A teacher asked us one year as a “First Day of School” icebreaker what our biggest dream was. I was last to answer, and mine was pretty far-out: “I want to write a best-selling novel one day.”

That became “I want to write a novel one day” and, after hearing my father-in-law tell me with zero doubts in his voice, “You know – you’d write a great book” I decided “one day” wasn’t good enough for me anymore. I hated being all talk and absolutely zero action. I committed to NaNoWriMo – writing 50,000 words in 30 days, with the hope that the first draft of a first novel would be born.

In it’s most basic form of understanding, NaNoWriMo stands for National Novel Writing Month and, in it’s painful form of explanation, it forced me to confront all the ugly parts about the creative process: the doubts, the uncertainty of whether I could even do this, and the temptation to use excuses of “not enough time” or “writer’s block.”

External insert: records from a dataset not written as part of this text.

PR #88692, opened 2021-09-06
Update Miri

### LINKED ISSUE #88671: `miri` no longer builds after rust-lang/rust#88499
Hello, this is your friendly neighborhood mergebot.
After merging PR rust-lang/rust#88499, I observed that the tool miri no longer builds.
A follow-up PR to the repository https://github.com/rust-lang/miri is needed to fix the fallout.

cc @eddyb, do you think you would have time to do the follow-up work?
If so, that would be great!

ghost:
Fixes #88671.

r? @RalfJung

### DIFF
--- a/Cargo.lock
+++ b/Cargo.lock
@@ -546,7 +546,7 @@ version = "0.1.56"
 dependencies = [
  "cargo_metadata 0.12.0",
  "clippy_lints",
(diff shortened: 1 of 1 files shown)


RalfJung:
@bors r+ p=1

Thanks. :-)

I learned so much about myself in 30 days – here are 6 ways how.

  1. My husband really is my biggest fan. The man stood there like the father he will be one day, demanding I put my cellphone in his hands because it was distracting me. Again. But he’s also the first one to light up in a smile when I tell him I met my daily word count (1,667 per day, to stay on track). He was able to express physically what I felt mentally: pure joy at me embracing what he (we) always saw as my potential.

  2. I learned who I don’t feel like I have to “please.” As a perfectionist, this is huge. I usually do not like sharing ANYTHING until it is ready for admiring eyes, so if you saw my long-faced SnapChats or I sent you a text message asking for prayers or I saw you and grinned, telling you of my progress, that means I am deeply convinced that you would still love me, even if I completely failed and gave up halfway through November. But it’s precisely because I told you that I’m pretty sure I made it. I wanted YOU as motivation because, even though you would have still loved me, I did not want to let you down. So thank you. Ideally, personalized Thank You cards will soon be in the mail.

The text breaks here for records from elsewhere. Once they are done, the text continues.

PR #88883, opened 2021-09-12
Move some tests to more reasonable directories - 7

c410-f3r:
cc #73494
r? @petrochenkov


petrochenkov:
issue-5791.rs -> can be removed, already tested in clashing-extern-fn.rs
expr-empty-ret.rs -> never_type
guards.rs -> match
issue-33498.rs -> match
enable-unstable-lib-feature.rs -> stability-attribute
backtrace-debuginfo.rs -> certainly not macros, not sure about the proper subdirectory, let's keep it in its old place
issue-41255.rs -> lint or match
issue-79744.rs -> lint
out-of-order-shadowing.rs -> macros
issue-78720.rs -> closures
use-self-in-inner-fn.rs -> resolve

(`binding` and `use` are confirmed to be garbage subdirectories)

Could you also update the test number limits in tidy?

c410-f3r:
Done

c410-f3r:
`enable-unstable-lib-feature`, `lint-stability` and `list-stability-deprecated` are all placed inside `lint` because of shared `aux-build:stability-cfg2.rs`.

PR #88885, opened 2021-09-12
Fix jump def background

### LINKED ISSUE #88870: rustdoc (unstable): `--generate-link-to-definition` makes sources unreadable with Ayu theme
Interestingly, the dark theme works fine.

Screenshot of Ayu:

image

cc @GuillaumeGomez

GuillaumeGomez:
Fixes #88870.

I somehow badly wrote the color in #88111.

r? @camelid


src/test/rustdoc-gui/jump-to-def-background.goml
```diff
@@ -0,0 +1,23 @@
...
+
+// Set the theme to dark.
+local-storage: {"rustdoc-theme": "dark", "rustdoc-preferred-dark-theme": "dark", "rustdoc-use-system-theme": "false"}
+// We reload the page so the local storage settings are being used.
+reload:
+
+assert-css: ("body.source .example-wrap pre.rust a", {"background-color": "rgb(51, 51, 51)"}, ALL)
+
+// Set the theme to ayu.
+local-storage: {"rustdoc-theme": "ayu", "rustdoc-preferred-dark-theme": "ayu", "rustdoc-use-system-theme": "false"}
```
camelid, line 12: Not specific to this PR, but I'm curious: is it necessary to set the preferred dark theme given that it says to ignore the system theme and manually specifies the current theme?

src/bootstrap/test.rs
```diff
@@ -924,6 +924,7 @@ impl Step for RustdocGUI {
                     .arg(&out_dir)
                     .env("RUSTDOC", builder.rustdoc(self.compiler))
                     .env("RUSTC", builder.rustc(self.compiler))
+                    .env("RUSTDOCFLAGS", "-Zunstable-options --generate-link-to-definition")
```
camelid, line 927: Seems somewhat unfortunate to enable `--generate-link-to-definition` for *all* GUI tests. I guess it could have a `compile-flags` comment like compiletest does, but that would be a larger change.

src/test/rustdoc-gui/code-sidebar-toggle.goml
```diff
@@ -1,5 +1,6 @@
 goto: file://|DOC_PATH|/test_docs/index.html
 click: ".srclink"
+wait-for: "#sidebar-toggle"
```
camelid, line 3: Why is this change being made?

camelid (commented):
By the way, one of the GUI tests seems to be failing.

src/test/rustdoc-gui/jump-to-def-background.goml
GuillaumeGomez: Not sure it is, but just in case... :)

src/bootstrap/test.rs
GuillaumeGomez: Actually I think I'll enable it only for one test to simplify things.

src/test/rustdoc-gui/code-sidebar-toggle.goml
GuillaumeGomez: In some very rare cases, the `click` command just below was run before the content was there I think, making the `click` fail because of the missing element.

src/bootstrap/test.rs
```diff
@@ -925,6 +925,9 @@ impl Step for RustdocGUI {
                     .env("RUSTDOC", builder.rustdoc(self.compiler))
                     .env("RUSTC", builder.rustc(self.compiler))
                     .current_dir(path);
+                if entry.file_name() == "test_docs" {
+                    cargo.env("RUSTDOCFLAGS", "-Zunstable-options --generate-link-to-definition");
+                }
```
camelid, line 930: Could you instead add a new test called something like `link_to_definition` and enable `--generate-link-to-definition` only for that? Enabling `--generate-link-to-definition` for `test_docs` in particular is surprising because there's nothing in the name that would make you think that.

src/test/rustdoc-gui/code-sidebar-toggle.goml
camelid: But why did you make the change in this PR? Could you open a separate PR for this change since it seems to be unrelated?

src/test/rustdoc-gui/jump-to-def-background.goml
camelid: Ok, that sounds fine 👍

src/bootstrap/test.rs
GuillaumeGomez: Ok!

GuillaumeGomez:
> But why did you make the change in this PR? Could you open a separate PR for this change since it seems to be unrelated?

I have put it in a commit on its own but let's make another PR for it.

GuillaumeGomez:
Updated!

src/test/rustdoc-gui/src/link_to_definition/Cargo.toml
```diff
@@ -0,0 +1,7 @@
+[package]
+name = "link_to_definition"
+version = "0.1.0"
+edition = "2018"
+
+[lib]
+path = "lib.rs"
```
camelid, line 7: There's no dependency on `implementors` in this `Cargo.toml`. I think you can just remove the `implementors` crate since it's not necessary for what we're testing?

src/test/rustdoc-gui/jump-to-def-background.goml
```diff
@@ -0,0 +1,23 @@
+// We check the background color on the jump to definition links in the source code page.
+goto: file://|DOC_PATH|/src/link_to_definition/lib.rs.html
+
+// Set the theme to dark.
+local-storage: {"rustdoc-theme": "dark", "rustdoc-preferred-dark-theme": "dark", "rustdoc-use-system-theme": "false"}
+// We reload the page so the local storage settings are being used.
+reload:
+
+assert-css: ("body.source .example-wrap pre.rust a", {"background-color": "rgb(51, 51, 51)"}, ALL)
```
camelid, line 9: It'd probably be a good idea to add a check that there are any links at all, just in case the bootstrap check isn't working.

src/test/rustdoc-gui/src/link_to_definition/Cargo.toml
GuillaumeGomez: Oh damn, I added too much without paying attention, removed it!

src/test/rustdoc-gui/jump-to-def-background.goml
GuillaumeGomez: It fails if no element matches the given selector. :)

GuillaumeGomez:
Updated!

src/test/rustdoc-gui/jump-to-def-background.goml
camelid: Ah, that makes sense 👍

src/bootstrap/test.rs
```diff
@@ -925,6 +925,9 @@ impl Step for RustdocGUI {
                     .env("RUSTDOC", builder.rustdoc(self.compiler))
                     .env("RUSTC", builder.rustc(self.compiler))
                     .current_dir(path);
+                if entry.file_name() == "link_to_definition" {
```
camelid, line 928: Could you add a FIXME here that says this?

```rust
// FIXME: implement a `// compile-flags` command or similar
//        instead of hard-coding this test
```

src/test/rustdoc-gui/src/link_to_definition/lib.rs
```diff
@@ -0,0 +1,6 @@
+pub struct Bar {
+    a: String,
+    b: u32,
```
camelid, line 3: Could you make these fields public to add more test coverage?

camelid (commented):
r=me after addressing these comments and squashing the second and third commits together (it's confusing to have them be separate)

GuillaumeGomez:
Updated!

camelid:
Could you squash the second and third commits together? It's confusing to have them be separate since neither stands alone.

r=me after that

GuillaumeGomez:
I always keep the tests in a different commit but I can merge the second and third together.

camelid:
> I always keep the tests in a different commit but I can merge the second and third together.

The reason I think it's confusing is because in the first commit you were enabling `--generate-link-to-definition` on the test before the test even existed. Even if the commits were reversed, the commit with the test would fail because `--generate-link-to-definition` wouldn't be passed.

GuillaumeGomez:
Good point. :)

    Special shout-out to my co-workers in the teacher’s lounge who would ask me what my characters were up to that day. In many cases, what we would discuss often-times fueled that evening’s writing.

  3. I learned how to shut off my “inner editor” – that voice that would keep telling me things like “That sentence was stupid” or “That word is so elementary; you’re an English teacher for crying out loud – how could you not be more precise?” By Day 20 when I was 5000+ words behind, however, I didn’t have time for the inner editor. She needed to go, because I needed to write. Fast. (As a result, I also learned how to write faster. Thank Jesus, because I never would have “made it” otherwise).

  4. I learned how to make writing – this often elusive desire and never a concrete practice – a priority. I look back and wonder how I was able to write SO much in such a short amount of time with so many other responsibilities. Turns out that with less TV and way less Facebook and more intentional, prioritized, scheduled “me” time, I was able to do it just fine (and without losing any sleep!). I needed to stop flaking out on that part of myself that just wanted to write. If a part of me kept feeling like the kid that kept getting ditched, well, that stinks, so I had to start showing up.

  5. I really love writing by myself in coffee shops. The vibe makes me feel like I’m legit. Also coffee makes my fingers move faster. Can’t say the same for my brain, but I try.

  6. Students began coming up to me and asking them if I could give them tips for writing a book. Who, me? But I’m not even published yet (Shh, inner editor.. Shh.) One student even wrote her own 30,000 words, with no intention of slowing down. The day she was 3000+ words ahead of me on word count, I knew I had to get back on track. Competition is the best motivation, I’m telling ya – even when it’s against a 14 year old who doesn’t realize she just started a fire under your butt 😀

In short (ha! I’m even more long-winded now than I was before), I guess I just wanted it bad enough. I don’t want Cody to feel like the kid that keeps getting ditched, so I choose to keep showing up to my marriage, too. Turns out the hard work is worth it – and it gave me plenty of material for the first draft of my very first novel.

We’ll see where this gravy train takes us.